Отвечаю ей со всей откровенностью:
– Это не может произойти таким образом, дорогая. Во всяком случае, не в моей книге. Прежде всего потому, что было бы лишено малейшего интереса. О подобном сведении счетов читатель узнает каждое утро из газет. Но у меня есть куда более важное замечание. Мой персонаж совсем не тот человек, который станет палить из револьвера. Для этого он слишком умен. Он цивилизованный человек и умеет контролировать свои инстинкты.
– Если он ревнует и собирается мстить, значит, не такой уж он цивилизованный, – возражает Пюс с напускной печалью.
– Наоборот! И в этом проблема моей книги. Разум против инстинкта. Ревность со всем, что в ней есть дикарского, – у существа высшего порядка, которому уровень его культуры не позволяет палить из револьвера.
– По сути дела, это человек вроде тебя, – говорит она, вдруг взглянув на меня в упор.
Она начинает действовать мне на психику. Мы непременно должны оставаться в рамках моего романа. Л впрочем, я доволен, что могу вслух обсуждать проблему, в которой увяз много дней назад. Я больше не смотрю на Пюс. Сажусь в кресло, обхватив голову руками.
– Этот человек не может отказаться от мести, – глухо произношу я. – Это противоречит его сути.
– Да иначе и книги не будет, – говорит Пюс, неестественно хихикнув.
Я не слышу ее шутки. Я вновь ищу то, что ускользает от меня на протяжении многих дней и ночей.

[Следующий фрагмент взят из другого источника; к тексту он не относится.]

PR #642, opened 2015-04-20
Update H2 driver to 1.4.187

nubbel:


nubbel:
The CI build passes now, can you merge please?

kares:
done, thanks ... guess we need to release this as well.

for the future, we do not have to gem release all driver betas coming out (just those with fixes or worth the new features) ... we should generally wait for final.

nubbel:
Thanks for merging!
I wanted to have the latest driver because we're experiencing issues with CLOBs currently. The 1.4.187 release notes contains lots of mentions of LOBs and the like. 
In the future I will just reference my branch and won't bug you anymore until 1.4 is final.

kares:
it's not a problem when there are issues ... just mention them that you've been experiencing issues with latest and the new beta resolved them. I only released 185 for the same reason as 181 had some issues.

1.4.187 is at rubygems, thanks

Issue #572, opened 2014-08-06
todo list for 1.4


kares:
## if you're using our master branch (1.4 pre-release) and you do like where it's heading please **[salt the project](https://salt.bountysource.com/teams/arjdbc)**.

AR-JDBC **1.4.x** releases aim to finally provide **performance improvements** that should much up the AR query execution time with MRI (and beyond). Historically optimization has not been done much as most of the time is spent hustling with AR compatibility and supported adapter variability. There's certainly a lot of room for improvement and for most production adapters such as MySQL, PostgreSQL the results should be noticeable. There's also plenty of refactoring (and maybe even some new features) to be done, that has been simply avoided on the 1.3 stable line.
- [ ] performance improvements
  - [x] try to resolve byte ruby String when possible
  - [ ] covert to ruby Time directly from native part
  - [ ] review adapters whether they really need binary/char stream reading
  - [ ] ...
- [x] rewrite JDBCError (support cause compat with 2.1)
- [x] do not wrap runtime exceptions into JDBCErrors
- [x] allow for lazy JDBC connection initialization (should be default for JNDI)
- [x] support disabling `configure_connection` calls using a config value
- [ ] try to log transaction begin/commit happening similar to core
- [ ] review savepoint tracking (avoid map instantiation and/or use internal variable)
  - [ ] SQLite3 now has working savepoint [API](https://github.com/xerial/sqlite-jdbc/blob/master/src/main/java/org/sqlite/jdbc3/JDBC3Connection.java#L265)
- [ ] no longer use (extend) our JDBC/JNDI callbacks ...
- [ ] stop filling in `:adapter_spec` if there's an adapter class
- [ ] stop filling in `:adapter_class` and pass it down as a jdbc_connection arg
- [ ] we shall handle some translate_exception overrides ?!
  e.g. oracle-enhanced does : 

``` ruby
  def translate_exception(exception, message) #:nodoc:
    case @connection.error_code(exception)
    when 1
      RecordNotUnique.new(message, exception)
    when 2291
      InvalidForeignKey.new(message, exception)
    else
      super
    end
  end
```
- [ ] refactor Column(s) to have the same super class as core
- [x] introduce Column impl class convention e.g. `ArJdbc::MySQL::Column`
- [ ] review adapter class names to be JdbcXxx by default ...
- [ ] ~~patch log to print cause's error (maybe try Rails itself)~~
- [x] refactor our AR benchmarking app
[...]

PR #650, opened 2015-05-17
Issue 649: Correct the getConnectionInternal for JNDI Regression

ericgascoine:
Fixes the GetConnectionInternal() function so that any lazy connection source will function correctly.

This seems to have been a simple coding error that was not exposed until it was used with a Connection source that was set to being lazy, and at this point I can only find that being set for JNDI connections.

This corrects it as the flow is allowed to fall through to the existing code below the test that actually forces the creation of a connection if none exists.

### DIFF
--- a/src/java/arjdbc/jdbc/RubyJdbcConnection.java
+++ b/src/java/arjdbc/jdbc/RubyJdbcConnection.java
@@ -3089,7 +3089,7 @@ public class RubyJdbcConnection extends RubyObject {
     private Connection getConnectionInternal(final boolean required) throws SQLException {
         Connection connection = getConnectionImpl();
         if ( connection == null ) {
-            if ( required || ! connected ) {
+            if ( required && ! connected ) {
                 final Ruby runtime = getRuntime();
                 final RubyClass errorClass = getConnectionNotEstablished( runtime );
                 throw new RaiseException(runtime, errorClass, "no connection available", false);


kares:
thanks, but you're mentioning 1.3.16 in #650 yet you fixed master which is slightly refactored (attempting to do lazy JNDI checkouts by default) ... the [1-3-stable](https://github.com/jruby/activerecord-jdbc-adapter/blob/1-3-stable/src/java/arjdbc/jdbc/RubyJdbcConnection.java#L2734-L2741) connection retrieval code is a bit different so it feels like you fixed the "wrong" thing (unless you really tested master out) ...

ericgascoine:
@kares 

Thanks for asking, I actually did test master as well (it's towards the bottom of the notes on the issue 649), and when I validated that Master is the preferred location for the fixes for Rails 42, I fixed that.

I'd actually forgotten to go back and look at the 1.3 stable code, and am now wondering if that's even a good idea.  (But it definitely is broken in a similar fashion).

kares:
@ericgascoine please go back and try to review under 1.3.x ... I am still hesitant to merge (esp. since there's no tests to verify and not sure if I'll be able to reproduce) - guessing there must be a different cause (also wonder how AR 4.2 is involved) since the logic you changed was introduced to support lazy connections and I do not see how the `if` logic is wrong (quite some testing went in to get it right).

p.s. 1.3.x is still meant to receive 4.2 support, it's just that (despite several promises) no one has done it ... yet ... master is primarily performance improvements and as it is it needs [more work and testing](https://github.com/jruby/activerecord-jdbc-adapter/issues/572) with all adapters/drivers supported - thus far from the final release (~ going to be 1-2 pres first).

kares:
sorry, turns out I was looking at something else locally ... put the commit on master https://github.com/jruby/activerecord-jdbc-adapter/commit/bdf9ec24933a790e5ff39677f4d7c0f03266ea46

good catch on this one, thanks 

still interested in resolving this on 1.3 (since you mentioned in #649 it's an issue with a stable release) but it's your call (feel free to close #649) ... a stack-trace would be a start.

ericgascoine:
Thanks @kares 

Yes, I've continued to look at it on 1.3 as per your suggestion, and am getting closer.  Looks like it's related to the use of the connection after the prepare callback in Rails 4.2, which seems not to be  the case in Rails 4.1

Hopefully I'll have another pull request for you.

kares:
Thanks Eric, what  would be very valuable are details of your findings around what's going different around JNDI in 4.2 (reported in an issue if needed).

ericgascoine:
@kares 
Thanks for the note about the full details in #649  When I replied to you previously, I had not got that far.  

I'm still at a bit of a loss as to how to handle this as it's only affecting JNDI connection code (and therefore not a Rails 42 piece of code), but it does indicate a change to the expectations of Rails will affect many people (including more than one of my prior clients)  
In hindsight, I probably should have closed the original issue 649 and opened a new issue rather than changing the title, and can still do so, if it makes it easier for you and the other maintainers with commit privileges.

kares:
yeah, patience usually helps to get through some of the tough AR-JDBC pieces :)

seems like I should be able to reproduce easily due your feedback (e.g. with Trinidad), so I might look into that eventually - AR 4.2 as is not fully supported anyway (1.3.x prints a warning), so I would not worry too much for now. MySQL is the only one that somehow works but I mostly got the tests passing I do not have any clients/app or feedback from production ... and there's probably an underlying refactoring that will need to take place (due AR's new type system) as a base to work with *adapter: jdbc* ... so for now thanks a lot!

PR #653, opened 2015-05-22
 Fix postgres array test for Rails 4.2

prathamesh-sonpatki:
- Defined array? method in ArJdbc::Postgresql::Column module which is
   used in tests for Rails 4.2.
 - Also fixed default value of array in PostgreSQL in tests.


kares:
on 1-3-stable as https://github.com/jruby/activerecord-jdbc-adapter/commit/125f70f86dcb880d4795058b71206b767c8bf327 thanks

Issue #652, opened 2015-05-20
Rails 4.2 under Jruby can't find PGconn class


rafaelfranca:
_From @ninkibah on May 20, 2015 16:39_

I am trying to upgrade our Rails 3.2 app to 4.2.1. So far, I've managed to get to 4.1.6 and I'm almost there. However, I am getting an 
`
unknown constant  ActiveRecord::ConnectionAdapters::PostgreSQL::OID:Bytea::PGconn
`

I suspect it has something to do with the ARJDBC adapter.

As a workaround, I added the following code to a config/initializer:

```ruby
  module ConnectionAdapters
    module PostgreSQL
      module OID # :nodoc:
        class Bytea < Type::Binary # :nodoc:
          def type_cast_from_database(value)
            return if value.nil?
            return value.to_s if value.is_a?(Type::Binary::Data)
            val = super
            return val unless val.starts_with?('\x')
            [val[2..-1]].pack('H*')
          end
        end
      end
    end
```

The last two lines seem to be functionally equivalent to PGconn.unescape_bytea(super).

Question 1: Is this code as good as using the C/Java function which would normally be called? I presume pack is efficiently implemented in both Ruby and JRuby.

Question 2: Is this code worth doing a pull request for, or is it better to have the dependency on PGconn?

_Copied from original issue: rails/rails#20229_

rafaelfranca:
> or is it better to have the dependency on PGconn

We already depend o PGconn, so we should just use it normally here. Maybe we should change `PGconn.unescape_bytea(super)` to `::PGconn.unescape_bytea(super)`?

rafaelfranca:
_From @prathamesh-sonpatki on May 20, 2015 17:44_

PG gem is not used with JRuby, This code needs to be overridden in ActiveRecord JDBC side.

rafaelfranca:
I see. I think we see where we use `PGconn` inside Rails adapter directly and isolate that in internal adapter calls so the JRuby adapter only override these isolated methods. @ninkibah do you want to work on this?

rafaelfranca:
hmm, but I think the type objects should not know about the connection. So maybe your patch is fine. @sgrif WDYT?

rafaelfranca:
_From @sgrif on May 20, 2015 17:55_

[...]

PR #655, opened 2015-06-07
Added minimal implementation of PGconn with unescape_bytea

### LINKED ISSUE #651: Problem reading postgresql table with binary/bytea column
I'm trying to upgrade our project to Rails 4.2.1, and when I try to load data from a table with a bytea column, created using t.binary in the migration file, I get an error:

`uninitialized constant ActiveRecord::ConnectionAdapters::PostgreSQL::OID::Bytea::PGconn`

I have tried this with both master and 1.3.6, with the same problem. A sample stack trace is:

```
        from /home/joconnor/.rvm/gems/jruby-1.7.20@xpesa/gems/activerecord-4.2.1/lib/active_record/connection_adapters/postgresql/oid/bytea.rb:9:in `type_cast_from_database'
        from /home/joconnor/.rvm/gems/jruby-1.7.20@xpesa/gems/activerecord-4.2.1/lib/active_record/attribute.rb:104:in `type_cast'
        from /home/joconnor/.rvm/gems/jruby-1.7.20@xpesa/gems/activerecord-4.2.1/lib/active_record/attribute.rb:42:in `original_value'
        from /home/joconnor/.rvm/gems/jruby-1.7.20@xpesa/gems/activerecord-4.2.1/lib/active_record/attribute.rb:37:in `value'
        from /home/joconnor/.rvm/gems/jruby-1.7.20@xpesa/gems/activerecord-4.2.1/lib/active_record/attribute_set.rb:31:in `fetch_value'
        from /home/joconnor/.rvm/gems/jruby-1.7.20@xpesa/gems/activerecord-4.2.1/lib/active_record/attribute_methods/read.rb:93:in `_read_attribute'
        from /home/joconnor/.rvm/gems/jruby-1.7.20@xpesa/gems/activerecord-4.2.1/lib/active_record/attribute_methods/read.rb:87:in `read_attribute'
        from /home/joconnor/.rvm/gems/jruby-1.7.20@xpesa/gems/activerecord-4.2.1/lib/active_record/attribute_methods.rb:305:in `attribute_for_inspect'
        from /home/joconnor/.rvm/gems/jruby-1.7.20@xpesa/gems/activerecord-4.2.1/lib/active_record/core.rb:444:in `inspect'
        from /home/joconnor/.rvm/gems/jruby-1.7.20@xpesa/gems/activerecord-4.2.1/lib/active_record/core.rb:442:in `collect'
        from /home/joconnor/.rvm/gems/jruby-1.7.20@xpesa/gems/activerecord-4.2.1/lib/active_record/core.rb:442:in `inspect'
        from /home/joconnor/.rvm/gems/jruby-1.7.20@xpesa/gems/railties-4.2.1/lib/rails/commands/console.rb:110:in `start'
 ```

This was not a problem with Rails 4.1.6 or earlier.

Has anyone else seen this problem. Google was not helpful in this regard.

The fix is to implement PGconn.unescape_bytea, which is what I may end up doing.

donv:
To fix #651 and #652 .

### DIFF
--- a/lib/arjdbc/postgresql/base/pgconn.rb
+++ b/lib/arjdbc/postgresql/base/pgconn.rb
@@ -1,0 +1,5 @@
+class PGconn
+  def self.unescape_bytea(escaped)
+    String.from_java_bytes Java::OrgPostgresqlUtil::PGbytea.toBytes escaped.to_java_bytes
+  end
+end
--- a/lib/arjdbc/postgresql/oid_types.rb
+++ b/lib/arjdbc/postgresql/oid_types.rb
@@ -4,6 +4,7 @@ module ArJdbc
   module PostgreSQL
 
     if AR42_COMPAT
+      require 'arjdbc/postgresql/base/pgconn'
       require 'active_record/connection_adapters/postgresql/oid'
     else
       require 'arjdbc/postgresql/base/oid'


donv:
Before:

    380 tests, 608 assertions, 4 failures, 21 errors, 2 pendings, 72 omissions, 0 notifications

After:

    380 tests, 639 assertions, 4 failures, 17 errors, 2 pendings, 72 omissions, 0 notifications

4 errors fixed.  OK to merge?

prathamesh-sonpatki:
:+1:

kares:
Thanks Uwe, looks good however with jruby-pg around it's quite ugly to pollute their name-space ... we did moneky-patch AR previously so would you mind if I change that ?

also I'm not sure why you put up the 1.4 target ... I'd like to put it on 1-3-stable and then merge here so that it lands in next stable release (for 1.4 I would also move this code into native), thoughts?

donv:
Hi @kares !

Thanks for looking at this.  Feel free to change as you see fit :smile: and put on the 1-3-stable as well.  I was unsure if 1-3-stable targeted AR 4.2.

I got an error using schema_plus without any implemented PGconn because the OID implementation for PostgreSQL is loaded then.  Not sure if this is intended, but it seems ARJDBC aims to use as much standard AR as possible, and AR uses PGconn directly.

kares:
oh, you guys merged that already - well just go for it than - I do not have time to "play" around AR 4.2 compatibility hacks just be aware when introducing another :) ... planning a 1.4 pre-release from master.

kares:
@donv OID was completely re-invented previously, AR "promised" mixins will be shareable ...but it's not :(

donv:
I'd like everyone to play nice together, but it seems jruby-pg and ARJDBC are exclusive, right?  They should not be used together?  AR+ARJDBC or AR+jruby-pg, right?

kares:
why would they be exclusive? ... I mean for AR they might be, but pg is not made solely for AR ...

kares:
... you can hide the `PGConn` under `OID` module (for now) ... it should work since there's no `::PGConn`

donv:
Oh.  I'm learning, then :)  How would you use jruby-pg with ARJDBC?

I'll move the PGconn class below the ActiveRecord::ConnectionAdapters::PostgreSQL::OID module.

kares:
> I mean for AR they might be, but pg is not made solely for AR ...

... one can access DBs in different ways (along side with AR) - which is probably uncommon but possible

PR #663, opened 2015-07-07
track upstream: remove TRUE_VALUES, use !FALSE_VALUES.include? instead

djellemah:
track this activerecord-5 commit

https://github.com/rails/rails/commit/a502703c3d2151d4d3b421b29fefdac5ad05df61


kares:
thanks, while this looks good to me ... we'll likely need to support older AR releases at the same time.
as we might need to mirror the pre-5 behaviour ... not 100% sure but users might expect us to do so.

kares:
picked this on master with https://github.com/jruby/activerecord-jdbc-adapter/commit/783bd8abe38ef31752bdac5ff3418e2592ae9a78 ... to provide backwards compatibility, thanks!

PR #671, opened 2015-07-18
Allow reading "infinity" and "BC timestamps

donv:
Reverted tests mistakenly adjusted to AR42

Tests are green for PostgreSQL locally for AR41 and AR42.


donv:
Taking a look at the remaining PostgreSQL+AR42 errors now

PR #673, opened 2015-07-20
Use JDBC instead of PostgreSQL prepared statement bind marker

donv:


donv:
Hi @kares !

Thanks for looking at this :smile: 

This overrides the AREL gem like we do for Derby.  Arel has a special patch for PostgreSQL to convert the bind markers:

https://github.com/rails/arel/blob/master/lib/arel/visitors/postgresql.rb#L39

This messes up the JDBC prepared statements since JDBC uses "?" for bind markers.

Is this not the way to do it?

donv:
I used a separate file name to not collide with AREL source.

donv:
Reduces test failures from 155 to 35 for PostgreSQL with prepared statements.

kares:
yes but loading the "arel" version will collide since its the same name ... 2 possibilities : 

* `class JdbcPostgreSQL < Arel::Visitors::PostgreSQL`
* or patch the AREL bind marker line/method to do nothing

1. is better but 2. might be needed - as things might blow-up easily since AREL/Rails used to assume class-names in a map thus `['PostgreSQL']` might no longer work (not sure where it blows up) ...

kares:
excellent that you found the cause for those "sudden" PS failures ... just keep in mind AREL is considered internal to Rails and thus it changes a lot (between versions) - it's quite a thin ice to walk on.

donv:
@kares do you think I should undefine  Arel::Visitors::PostgreSQL#visit_Arel_Nodes_BindParam or make it call ```super```?

kares:
@donv +1 for undef or re-def once again to do "correct" thing with a NOTE: why :) ... if it's working across versions. but it's completely your call I do not have the sufficient context as I'm just looking at your diffs ...

donv:
OK, changed to use ```remove_method``` to enable the super class logic.  That is better.  I appreciate all your comments @kares :smile: 

Awaiting the travis build.  OK to merge?  Give me a :+1:  if so :smiley:

kares:
:green_heart:

PR #674, opened 2015-07-21
Store decimals without scale without loss in PostgreSQL

donv:
Mark the hex bit test as failing with prepared statements for now


kares:
have you considered doing the .jar commits separate? its easier to merge that way, also if you're planning more work on the Java side just do a single .jar commit for multiple .java changes (I usually only compile the .jar once/twice between 1.3 releases - I do test .java changes with adapter_java.jar commited on my dirty fork).

.git repo is over 100MB which is fine but we'll constantly adding 1M+ jars for the drivers already, although the adapter_java.jar is ~ 150k ... 10 small .java changes seem not unusual the way you roll :)

its very non ideal and "dirty" (that is why master is hacked to build auto-magically) but we'll paying the price of a huge download with `gem 'ar-jdbc' :git => ...` ;(

donv:
Hi @kares !

I'll do the jar commits separate from now on, but in the same push, so they only generate one travis build.

I need to push the jar to get a useful build in travis.  Not sure how to work around that.

    gem 'activerecord-jdbc-adapter', git: ...

...should do a "shallow" checkout without history, so should be quick enough.  All who use the git repo should be prepared for the download.

BTW:  OK to merge?  I know I don't need approval, but it is so useful to get a second opinion on things.

After this merge, PG + PS has only **ONE** failure.

kares:
ok than ... did not know bundler does a shallow clone (actually did not know that there's such thing, thx!). 

:green_heart: :watermelon: :green_heart:

PR #676, opened 2015-07-22
Retrieve binary data as an ActiveRecord::Type::Binary::Data when using prepared statements

donv:
This avoid extra unescape and is symmetrical (Data in, Data out).

Huge impact on source, so I don't like this solution.  **Do not merge!**

Anyone see a better way?


kares:
quite HUGE and will likely break existing AR-JDBC extensions - NOT merge material for **1-3-stable** if an API change is needed it should instead happen in **1.4** (should look at options of patching AR::Type)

– К тому моменту, когда он сходит с корабля, он, мой умник, уже все придумал. Он уже знает, каким образом накажет тех двоих, что разрушили его мир и покой. Однако никакого оружия у него с собой нет. О, господи! Но что же такое он мог придумать?
– Может, ты составишь перечень способов мести, на какую способен человек, – предлагает Пюс. – Это бы тебе помогло.
Чувствую, как весь внутренне напрягаюсь и почти кричу:
– Какой перечень? Есть лишь одна месть! Лишь один способ наказать измену. Рецепт древний и примитивный, тот, что сохранили правоверные. И единственный, надо сказать, который дает полное удовлетворение.
– Какой же? – спрашивает Пюс с деланным безразличием.
– Смерть, – почти шепотом отвечаю я.
Мы умолкаем. Я внимательно посмотрел на Пюс, произнеся последнее слово: ее лицо сохраняло невозмутимость. И все же я уверен, что уже в течение нескольких минут наш разговор ее страшно занимает. Я хорошо знаю эту маленькую венку, которая пульсирует сейчас на ее шее, выдавая волнение. И еще угадываю под шелком пеньюара эти медленные и глубокие вздохи, от которых чрезмерно вздымается ее пышная грудь.